Therapeutic remodeling of myeloma chromatin

Multiple myeloma cells dysregulate critical oncogenes and tumor suppressor genes by a number of mechanisms. In addition to genetic changes, there are less well-studied epigenetic changes that can result in the silencing of tumor suppressor genes and contribute to disease progression. These heritable changes are associated with 3 distinct modifications to the DNA and associated chromatin: methylation of cytosines, deacetylation of histones, and methylation of histones. Epigenetic changes represent powerful mechanisms for cancer progression because unlike mutations, they are able to silence not just a single gene but multiple genes in multiple pathways. At the same time, this makes them a very attractive target for anticancer drug development. By inhibiting a single target, one can expect to reactivate the expression of a number of genes whose silencing was critical to the tumor formation and at the same time expect relatively modest effects in nontransformed cells.

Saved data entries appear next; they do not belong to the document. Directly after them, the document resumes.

PR #2163, opened 2024-11-26
Fixed EFL_KEEP_ON_RECREATE_ENTITIES not being respected on Admin Cleanup

StarLight-Oliver:
I was debating adding it to cleanup.Add and Client Cleanup.
I think it might be worth while adding it to them and to the specific forms of clean up as well.
But I have left this as minimal, but enough to work for my use case.

I also moved all the checks next to each other inside the Add function, so its clearer what is being checked.

### DIFF
--- a/garrysmod/lua/includes/modules/cleanup.lua
+++ b/garrysmod/lua/includes/modules/cleanup.lua
@@ -68,7 +68,7 @@ if ( SERVER ) then
 		cleanup_list[ id ][ type ] = cleanup_list[ id ][ type ] or {}
 
 		table.insert( cleanup_list[ id ][ type ], ent )
-	
+
 	end
 
 	function ReplaceEntity( from, to )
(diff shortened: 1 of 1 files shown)


robotboy655:
I am not sure this is such a good idea. This would leave entities essentially "orphaned", not tied to any game system. Do you have a specific example where absence of this change causes problems?

StarLight-Oliver:
I was working on an efficient perma propped system. A huge amount of lag on map clean up, comes from having permanent entities respawned. And this made map refreshes alot nicer to do.

Another example is a vehicle store that uses a server side entity distance check to validate and place your requested vehicle. If a client has the menu open when a map cleanup happens, the vendor will get removed and replaced. And now your server side validation fails, which will degrade the user experience. This can be fixed by checking in pre and then resetting in post, but this adds added complexity and the more complex the entity and its interactions are, it becomes more painful to achieve.

robotboy655:
In both of these cases, why is https://wiki.facepunch.com/gmod/cleanup.Add being explicitly called for those entities that need to survive a map clean up?

You are explicitly tying server-wide entities to a specific player. That sounds wrong.

robotboy655:
In that case using this would be the proper solution:
https://wiki.facepunch.com/gmod/cleanup.ReplaceEntity

Call it and the `undo` library one when a spawned entity gets moved from player spawned to your own system.

PR #2164, opened 2024-11-28
Add utf8.lower & utf8.upper

Be1zebub:
Implementation based on mapping (50kb for 2 tables).  
This is a compromise for performance and simplicity, in exchange for 50kb mem.


garrysmod/lua/includes/modules/utf8_case.lua
```diff
@@ -0,0 +1,15 @@
...
+
+local uc_lc = {}
+for lc, uc in pairs( lc_uc ) do uc_lc[ uc ] = lc end
```
WilliamVenner, line 4: You could use [table.Flip](https://wiki.facepunch.com/gmod/table.Flip) here

Be1zebub:
@CornerPin 
I dont think it plays a big role.
Just looked at the godot code and tested few other projects, it seems no one cares about special casing.
It also goes beyond a simple and effective implementation, better to make os bindings in this case.

JarosLucky:
needed

xPizu (commented):
Good job !

Malivil:
I just found a situation where this would be very useful -- please merge it in =)

PR #2165, opened 2024-11-30
player/ents.GetCached

Astralcircle:
An addition to ents.Iterator and player.Iterator that allows you to modify the returned table. It is still much faster than ents/player.GetAll, but slower than ents/player.Iterator. Below is a comparison

Benchmark code:
```lua
local SysTime = SysTime
local ipairs = ipairs
local MsgN = MsgN

function GMODBenchmark(repeats, ...)
    local times = {}

    for k, benchmark_function in ipairs({...}) do
        local start_time = SysTime()

        for i = 1, repeats do
            benchmark_function()
        end

        local end_time = SysTime()
        times[k] = end_time - start_time
    end

    MsgN(string.format("\nBenchmark result %s:", SERVER and "(SERVER)" or "(CLIENT)"))
    for k, v in ipairs(times) do
        MsgN(k, ": " .. v)
    end
end
```
Benchmark:
```lua
--gm_construct with 128 bots
GMODBenchmark(10000, 
function()
    local players = player.GetAll()
end,
function()
    local players = player.GetCached()
end)

GMODBenchmark(10000, 
function()
    local players = ents.GetAll()
end,
function()
    local players = ents.GetCached()
end)
```

Result:
```
Benchmark result (SERVER):
1: 0.056322099999988
2: 0.012729499999978

Benchmark result (SERVER):
1: 1.1994984999999
2: 0.10440289999997
```

### DIFF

The relationship between these 3 epigenetic mechanisms are beginning to be elucidated. In an elegant study using a colon cancer cell line, Vogelstein and colleagues (Cancer Cell. 2003;3:89-95) have demonstrated that the primary event causing gene silencing appears to be aberrant histone methylation, which is followed subsequently by histone deacetylation and cytosine methylation. Agents targeting these processes are being actively developed and investigated in clinical trials.

The first agent to be developed is the cytosine nucleoside analog, 5-aza-2′-deoxycytidine, a potent inhibitor of DNA methylation and an active antileukemic agent. Several agents that inhibit histone deacetylation, including butyrates, valproic acid, SAHA, pyroxamide, depsipeptide, MS-275, and CCI-994, are in clinical trials. In this issue, Nicholas and Constantine Mitsiades and their colleagues (page 4055) provide the first glimpse of these powerful new agents in myeloma. They show that, as with other tumors, in myeloma SAHA is a powerful inducer of p21, growth arrest, and apoptosis. So far we have not seen the development of any histone methyltransferase inhibitors; however, it has recently been discovered that proteins containing a SET domain can act as histone lysine methyl-transferases. Given the flurry of papers describing the structural biology of these domains, it appears likely that specific inhibitors will not be far behind. These agents offer particular promise because they may target a primary event in epigenetic regulation, and in the case of t(4;14) MM with dysregulation of MMSET, a primary genetic event in the pathogenesis of myeloma.